WHAT YOU HAVE TO DO
For each line of the listing below that contains the string "should", copy the line.

#### RECORDS FOR THIS TASK ####

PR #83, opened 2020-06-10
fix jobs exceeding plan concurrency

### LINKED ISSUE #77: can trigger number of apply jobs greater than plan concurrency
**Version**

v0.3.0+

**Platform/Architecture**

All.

####
#### RECORDS FOR THIS TASK ####

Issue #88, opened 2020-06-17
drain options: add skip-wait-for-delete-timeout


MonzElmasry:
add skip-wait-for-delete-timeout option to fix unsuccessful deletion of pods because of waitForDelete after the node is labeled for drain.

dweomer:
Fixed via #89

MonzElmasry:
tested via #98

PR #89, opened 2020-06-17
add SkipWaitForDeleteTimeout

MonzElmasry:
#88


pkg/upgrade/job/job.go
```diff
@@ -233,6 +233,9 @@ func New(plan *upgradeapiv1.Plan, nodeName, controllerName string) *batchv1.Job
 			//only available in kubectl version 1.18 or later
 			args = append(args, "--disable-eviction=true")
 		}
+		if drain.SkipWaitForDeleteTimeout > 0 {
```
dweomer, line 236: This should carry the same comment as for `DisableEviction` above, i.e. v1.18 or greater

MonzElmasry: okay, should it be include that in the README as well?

####

YOUR RESPONSE
dweomer, line 236: This should carry the same comment as for `DisableEviction` above, i.e. v1.18 or greater
MonzElmasry: okay, should it be include that in the README as well?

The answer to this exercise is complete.